» Task: The records below are to be repeated in full, exactly as they are.
━━━ Input for this task
Issue #4640, opened 2020-07-23
Implement pubsub_resume_publish_with_ordering_keys sample


coryan:

coryan:
Fixed in #5340

PR #5304, opened 2020-10-22
feat(pubsub): sequence batches with ordering keys

### LINKED ISSUE #4803: Sequence batches when using ordering keys
For publishers with ordering keys a batch should not be sent until all previous batches have been acknowledged successfully. And if a batch fails, any queued messages should fail too.

This sounds like a form of "corking".

coryan:
While a batch of messages with the same ordering key is pending (i.e.
sent but the response is not received) any additional messages should be
batched. Add an example showing how to use the `ResumePublish()` API.

Fixes #4803 and #4640

---
This change is [Reviewable](https://reviewable.io/reviews/googleapis/google-cloud-cpp/5304)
━━━━━━
» Solution:
Issue #4640, opened 2020-07-23
Implement pubsub_resume_publish_with_ordering_keys sample


coryan:

coryan:
Fixed in #5340

PR #5304, opened 2020-10-22
feat(pubsub): sequence batches with ordering keys

### LINKED ISSUE #4803: Sequence batches when using ordering keys
For publishers with ordering keys a batch should not be sent until all previous batches have been acknowledged successfully. And if a batch fails, any queued messages should fail too.

This sounds like a form of "corking".

coryan:
While a batch of messages with the same ordering key is pending (i.e.
sent but the response is not received) any additional messages should be
batched. Add an example showing how to use the `ResumePublish()` API.

Fixes #4803 and #4640

---
This change is [Reviewable](https://reviewable.io/reviews/googleapis/google-cloud-cpp/5304)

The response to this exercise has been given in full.